Geçen ay ABD’li yetkililere brifing verilen yeni istihbarat, Çin’in konuyu değerlendirdiğini gösteriyor. insansız hava araçları, mühimmat ve diğer küçük silahların gönderilmesi Ukrayna’daki çabalarına yardımcı olmak amacıyla Moskova’ya. İstihbarat ayrıca Rusya’nın belirli silah ve cephanesinin ne ölçüde azaldığına ve yabancı yardım için giderek daha çaresiz hale geldiğine de değiniyor. Moskova, son aylarda savaş alanı operasyonlarını desteklemek için İran ve Kuzey Kore ile anlaşmalar yaptı. ABD’li yetkililer sıranın Pekin olabileceğinden endişe ediyorlar.
ABD yetkililerinin farklı ülke veya kurumlarla farklı düzeylerde istihbarat paylaşıyor olması mümkündür. Örneğin, Beş Göz istihbarat ittifakının bir üyesi olan İngiltere gibi bir ülkenin, o kulüpte olmayan diğerlerinden daha fazla erişime sahip olması muhtemeldir.
Avrupalı bir diplomat, POLITICO tarafından ABD’nin Çin’in Rusya’ya silah göndermeyi düşündüğü yönündeki iddialarını destekleyecek kanıtlar sunup sunmadığı sorulduğunda “evet” yanıtını verdi. ABD’li bir diplomat, Avrupalı yetkililerin tepkilerinin “endişe verici” olduğunu, çünkü Amerikan istihbaratını ciddiye aldıklarını söyledi – özellikle ABD Rusya’nın yaklaşan tam ölçekli Ukrayna işgali konusunda doğru bir şekilde uyardıktan sonra.

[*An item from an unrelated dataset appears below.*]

PR #539, opened 2026-07-13
modernize elapsed time composable

Kimblebee:
Screenshot 2026-07-13 at 1 27 17 PM


ui/components/capture/src/main/java/com/google/jetpackcamera/ui/components/capture/CaptureScreenComponents.kt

Von der Leyen, Pazar günü ABD’nin Çin’in şüphelenilen düşünceleri hakkında şu ana kadar “hiçbir kanıt” sunmadığını söyleyerek kafa karışıklığına yol açtı.
Ancak von der Leyen’in bir sözcüsü Salı günü, liderliğini üstlendiği organ olan Avrupa Komisyonu’ndan bahsettiğini vurguladı. Bu, ABD’nin bireysel Avrupa üye devletleriyle istihbarat paylaşımını engellemez.
-de aynı Pazar basın toplantısı von der Leyen ile Alman Scholz, Çin’in Rusya’ya silah göndermeyeceğine dair güvence verdiğini açıkladı.
Konuya aşina üst düzey bir ABD’li yetkiliye göre, ABD’li yetkililer, Avrupalı mevkidaşlarıyla yaptıkları diplomatik görüşmelerde, halihazırda Rusya’ya ilişkin mevcut ABD yaptırımlarını ihlal ettiği düşünülen Çinli kuruluşlara gelecekte ek yaptırımlar uygulanma olasılığını gündeme getirdi.
Şu anda Stratejik ve Uluslararası Çalışmalar Merkezi’nde görev yapan eski bir Dışişleri Bakanlığı yetkilisi olan Max Bergmann, Çin’in Avrupa’nın kıtadaki ana jeopolitik düşmanı olan Rusya’ya ölümcül silahlar sağlamaya karar vermesi halinde, AB’nin muhtemelen sert bir şekilde karşılık vereceğini söyledi.
“Avrupalılar için bu gerçekten Çin ile ilgili değil. Bu Rusya ile ilgili, ”dedi Bergmann. “Amerika Birleşik Devletleri’nin Avrupa’yı yanıt vermeye ikna etmek için çok fazla satış yapması gerekeceğini düşünmüyorum.
Doug Palmer bu rapora katkıda bulunmuştur.